In the data below, the answer is the run of lines from the line containing "- Add unit testing" through the line containing "- Add [zxcvbn", both included; print it exactly and nothing else.

Data items
%%
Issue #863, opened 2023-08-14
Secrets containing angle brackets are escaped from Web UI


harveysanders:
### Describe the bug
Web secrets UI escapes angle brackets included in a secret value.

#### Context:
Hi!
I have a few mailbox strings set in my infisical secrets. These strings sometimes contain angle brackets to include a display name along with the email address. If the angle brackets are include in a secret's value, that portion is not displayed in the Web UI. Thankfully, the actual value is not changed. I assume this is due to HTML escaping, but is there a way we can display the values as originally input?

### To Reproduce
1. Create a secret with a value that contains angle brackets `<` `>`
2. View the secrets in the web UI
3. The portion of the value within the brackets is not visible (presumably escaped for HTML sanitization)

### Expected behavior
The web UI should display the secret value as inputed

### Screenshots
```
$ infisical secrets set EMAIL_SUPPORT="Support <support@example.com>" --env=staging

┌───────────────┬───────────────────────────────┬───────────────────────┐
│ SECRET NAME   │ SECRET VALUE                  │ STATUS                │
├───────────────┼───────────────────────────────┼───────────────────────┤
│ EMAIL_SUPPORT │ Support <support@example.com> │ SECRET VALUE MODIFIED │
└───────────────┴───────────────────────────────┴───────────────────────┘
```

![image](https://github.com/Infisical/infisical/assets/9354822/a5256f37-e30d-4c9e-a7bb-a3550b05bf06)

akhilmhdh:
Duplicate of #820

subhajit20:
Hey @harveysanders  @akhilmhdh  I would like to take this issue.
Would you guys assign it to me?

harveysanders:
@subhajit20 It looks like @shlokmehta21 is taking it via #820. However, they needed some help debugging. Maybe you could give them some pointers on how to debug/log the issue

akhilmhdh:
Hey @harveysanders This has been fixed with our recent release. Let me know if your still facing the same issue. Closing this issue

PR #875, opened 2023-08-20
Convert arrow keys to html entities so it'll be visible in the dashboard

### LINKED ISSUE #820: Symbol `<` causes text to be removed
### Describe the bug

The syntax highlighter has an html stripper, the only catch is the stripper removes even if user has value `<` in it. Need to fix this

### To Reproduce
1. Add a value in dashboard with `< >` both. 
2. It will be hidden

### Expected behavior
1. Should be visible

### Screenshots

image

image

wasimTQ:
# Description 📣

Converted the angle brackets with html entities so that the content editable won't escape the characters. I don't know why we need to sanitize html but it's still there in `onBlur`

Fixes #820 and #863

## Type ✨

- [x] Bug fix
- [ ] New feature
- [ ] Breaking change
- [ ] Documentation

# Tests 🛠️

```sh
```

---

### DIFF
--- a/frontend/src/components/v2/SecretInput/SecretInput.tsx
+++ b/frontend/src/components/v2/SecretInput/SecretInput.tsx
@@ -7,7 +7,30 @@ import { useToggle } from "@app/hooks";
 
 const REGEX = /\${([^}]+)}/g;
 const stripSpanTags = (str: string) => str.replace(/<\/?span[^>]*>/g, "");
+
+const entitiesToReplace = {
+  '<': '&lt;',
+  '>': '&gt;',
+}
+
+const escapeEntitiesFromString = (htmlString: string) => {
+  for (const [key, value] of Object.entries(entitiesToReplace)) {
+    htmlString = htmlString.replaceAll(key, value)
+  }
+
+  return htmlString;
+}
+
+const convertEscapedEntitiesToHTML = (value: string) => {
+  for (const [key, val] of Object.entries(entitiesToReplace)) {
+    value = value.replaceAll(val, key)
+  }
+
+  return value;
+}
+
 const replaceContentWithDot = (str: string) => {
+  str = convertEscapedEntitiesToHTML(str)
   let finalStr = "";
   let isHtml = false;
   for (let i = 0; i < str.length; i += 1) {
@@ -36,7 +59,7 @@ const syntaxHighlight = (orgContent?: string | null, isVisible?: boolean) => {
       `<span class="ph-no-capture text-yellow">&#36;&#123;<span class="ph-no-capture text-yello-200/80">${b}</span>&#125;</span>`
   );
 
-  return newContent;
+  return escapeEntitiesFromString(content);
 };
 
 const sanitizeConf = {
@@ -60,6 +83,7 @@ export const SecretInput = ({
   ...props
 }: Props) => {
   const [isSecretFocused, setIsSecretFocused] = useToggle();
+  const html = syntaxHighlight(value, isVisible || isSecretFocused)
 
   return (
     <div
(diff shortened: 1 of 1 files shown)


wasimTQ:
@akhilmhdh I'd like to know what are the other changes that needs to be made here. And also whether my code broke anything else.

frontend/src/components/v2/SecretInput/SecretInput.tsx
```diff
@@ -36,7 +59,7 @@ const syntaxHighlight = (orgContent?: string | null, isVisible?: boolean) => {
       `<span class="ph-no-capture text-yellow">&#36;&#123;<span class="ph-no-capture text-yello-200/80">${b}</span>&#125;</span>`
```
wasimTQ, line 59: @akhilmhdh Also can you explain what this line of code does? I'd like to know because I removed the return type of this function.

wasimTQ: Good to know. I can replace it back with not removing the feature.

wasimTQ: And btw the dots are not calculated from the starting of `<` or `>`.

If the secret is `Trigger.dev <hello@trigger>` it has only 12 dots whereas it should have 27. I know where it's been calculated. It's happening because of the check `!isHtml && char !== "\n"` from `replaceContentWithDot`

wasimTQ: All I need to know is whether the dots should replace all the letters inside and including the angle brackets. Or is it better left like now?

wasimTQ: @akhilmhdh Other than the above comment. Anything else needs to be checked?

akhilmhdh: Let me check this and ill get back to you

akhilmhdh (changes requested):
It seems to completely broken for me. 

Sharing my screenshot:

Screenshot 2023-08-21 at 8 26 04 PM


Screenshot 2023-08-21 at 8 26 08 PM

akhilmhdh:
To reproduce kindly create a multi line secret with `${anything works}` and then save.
%%
%%
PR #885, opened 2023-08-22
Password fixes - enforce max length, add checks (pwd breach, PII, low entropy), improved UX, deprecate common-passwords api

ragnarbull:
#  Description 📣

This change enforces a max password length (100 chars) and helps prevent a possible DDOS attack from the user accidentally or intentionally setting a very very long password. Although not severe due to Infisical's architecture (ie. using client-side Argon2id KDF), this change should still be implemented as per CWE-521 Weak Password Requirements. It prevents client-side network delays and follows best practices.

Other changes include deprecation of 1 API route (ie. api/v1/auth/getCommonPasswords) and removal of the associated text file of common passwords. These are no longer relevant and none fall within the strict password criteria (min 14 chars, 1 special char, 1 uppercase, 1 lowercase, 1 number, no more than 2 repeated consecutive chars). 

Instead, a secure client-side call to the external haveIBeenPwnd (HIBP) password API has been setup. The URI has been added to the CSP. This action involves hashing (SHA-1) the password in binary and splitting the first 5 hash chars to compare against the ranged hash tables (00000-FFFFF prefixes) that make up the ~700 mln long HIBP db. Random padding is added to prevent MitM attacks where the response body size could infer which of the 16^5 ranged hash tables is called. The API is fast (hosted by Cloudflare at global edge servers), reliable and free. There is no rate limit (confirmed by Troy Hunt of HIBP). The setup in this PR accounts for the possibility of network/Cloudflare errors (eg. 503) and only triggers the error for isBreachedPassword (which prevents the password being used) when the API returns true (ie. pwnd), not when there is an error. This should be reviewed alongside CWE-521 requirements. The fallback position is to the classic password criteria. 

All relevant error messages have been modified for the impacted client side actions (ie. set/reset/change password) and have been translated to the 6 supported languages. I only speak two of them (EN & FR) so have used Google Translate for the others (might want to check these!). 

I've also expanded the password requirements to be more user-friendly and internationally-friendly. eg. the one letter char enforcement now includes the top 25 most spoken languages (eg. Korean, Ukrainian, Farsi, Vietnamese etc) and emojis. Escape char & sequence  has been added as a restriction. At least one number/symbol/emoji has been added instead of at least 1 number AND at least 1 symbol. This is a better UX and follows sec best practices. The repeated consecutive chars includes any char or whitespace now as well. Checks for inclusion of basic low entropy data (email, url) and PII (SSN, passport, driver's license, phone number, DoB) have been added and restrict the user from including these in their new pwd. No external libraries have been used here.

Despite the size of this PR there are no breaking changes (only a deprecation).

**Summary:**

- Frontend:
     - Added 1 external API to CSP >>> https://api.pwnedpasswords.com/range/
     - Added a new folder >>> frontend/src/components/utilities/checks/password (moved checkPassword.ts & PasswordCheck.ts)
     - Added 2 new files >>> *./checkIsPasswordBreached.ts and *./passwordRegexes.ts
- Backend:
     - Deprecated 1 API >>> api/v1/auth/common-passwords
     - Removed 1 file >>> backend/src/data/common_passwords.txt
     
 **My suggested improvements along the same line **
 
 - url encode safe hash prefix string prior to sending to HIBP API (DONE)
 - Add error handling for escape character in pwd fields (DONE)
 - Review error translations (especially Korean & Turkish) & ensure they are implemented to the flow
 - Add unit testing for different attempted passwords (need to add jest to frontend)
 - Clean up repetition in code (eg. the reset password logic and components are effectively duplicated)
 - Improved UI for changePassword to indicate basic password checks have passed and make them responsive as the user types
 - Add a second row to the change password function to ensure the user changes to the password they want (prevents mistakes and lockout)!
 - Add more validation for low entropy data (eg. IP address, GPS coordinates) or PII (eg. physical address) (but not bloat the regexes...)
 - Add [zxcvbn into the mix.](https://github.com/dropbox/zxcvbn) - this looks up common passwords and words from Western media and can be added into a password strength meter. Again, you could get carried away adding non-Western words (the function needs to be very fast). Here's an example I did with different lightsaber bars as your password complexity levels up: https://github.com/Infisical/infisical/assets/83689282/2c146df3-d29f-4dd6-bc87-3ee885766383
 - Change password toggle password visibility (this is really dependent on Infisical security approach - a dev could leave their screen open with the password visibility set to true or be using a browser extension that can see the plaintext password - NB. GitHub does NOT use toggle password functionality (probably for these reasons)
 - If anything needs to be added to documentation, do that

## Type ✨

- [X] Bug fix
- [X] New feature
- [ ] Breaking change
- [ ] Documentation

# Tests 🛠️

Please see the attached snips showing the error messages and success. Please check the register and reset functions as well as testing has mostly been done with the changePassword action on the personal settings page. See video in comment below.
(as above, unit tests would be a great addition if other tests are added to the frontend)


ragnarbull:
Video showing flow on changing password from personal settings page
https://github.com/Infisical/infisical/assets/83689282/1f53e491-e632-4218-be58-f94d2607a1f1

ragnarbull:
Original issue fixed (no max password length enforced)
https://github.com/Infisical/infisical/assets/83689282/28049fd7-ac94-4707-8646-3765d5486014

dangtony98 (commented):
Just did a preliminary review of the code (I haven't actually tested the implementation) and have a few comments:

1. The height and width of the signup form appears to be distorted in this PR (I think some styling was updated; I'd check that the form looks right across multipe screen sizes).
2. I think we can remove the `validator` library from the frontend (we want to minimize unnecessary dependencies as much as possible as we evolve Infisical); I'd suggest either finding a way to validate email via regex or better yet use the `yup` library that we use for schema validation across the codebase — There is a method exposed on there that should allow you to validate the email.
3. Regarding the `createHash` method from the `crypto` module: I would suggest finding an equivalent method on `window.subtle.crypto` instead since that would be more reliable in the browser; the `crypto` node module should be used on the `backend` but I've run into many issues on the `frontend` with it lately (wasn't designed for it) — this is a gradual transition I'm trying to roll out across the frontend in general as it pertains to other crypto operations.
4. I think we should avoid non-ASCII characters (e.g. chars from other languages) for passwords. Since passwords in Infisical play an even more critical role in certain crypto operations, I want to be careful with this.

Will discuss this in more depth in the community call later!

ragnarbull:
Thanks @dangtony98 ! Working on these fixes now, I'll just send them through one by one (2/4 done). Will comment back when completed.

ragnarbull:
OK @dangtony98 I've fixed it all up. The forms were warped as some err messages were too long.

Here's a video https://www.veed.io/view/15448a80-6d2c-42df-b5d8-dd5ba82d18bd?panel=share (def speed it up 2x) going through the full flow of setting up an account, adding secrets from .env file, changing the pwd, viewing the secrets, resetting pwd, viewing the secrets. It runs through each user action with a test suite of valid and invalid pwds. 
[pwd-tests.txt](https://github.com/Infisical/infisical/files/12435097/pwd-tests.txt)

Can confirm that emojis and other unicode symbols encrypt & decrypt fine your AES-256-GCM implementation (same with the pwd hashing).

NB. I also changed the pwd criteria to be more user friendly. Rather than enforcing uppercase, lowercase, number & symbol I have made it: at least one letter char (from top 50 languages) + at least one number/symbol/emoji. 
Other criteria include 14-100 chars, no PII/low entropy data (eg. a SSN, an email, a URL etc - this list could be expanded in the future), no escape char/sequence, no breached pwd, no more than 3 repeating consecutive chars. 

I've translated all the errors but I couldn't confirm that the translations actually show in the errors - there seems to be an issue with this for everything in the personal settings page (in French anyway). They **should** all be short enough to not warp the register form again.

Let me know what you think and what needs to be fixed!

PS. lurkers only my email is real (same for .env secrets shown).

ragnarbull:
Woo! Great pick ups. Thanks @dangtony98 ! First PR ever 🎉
%%
*Output*:
 - Add unit testing for different attempted passwords (need to add jest to frontend)
 - Clean up repetition in code (eg. the reset password logic and components are effectively duplicated)
 - Improved UI for changePassword to indicate basic password checks have passed and make them responsive as the user types
 - Add a second row to the change password function to ensure the user changes to the password they want (prevents mistakes and lockout)!
 - Add more validation for low entropy data (eg. IP address, GPS coordinates) or PII (eg. physical address) (but not bloat the regexes...)
 - Add [zxcvbn into the mix.](https://github.com/dropbox/zxcvbn) - this looks up common passwords and words from Western media and can be added into a password strength meter. Again, you could get carried away adding non-Western words (the function needs to be very fast). Here's an example I did with different lightsaber bars as your password complexity levels up: https://github.com/Infisical/infisical/assets/83689282/2c146df3-d29f-4dd6-bc87-3ee885766383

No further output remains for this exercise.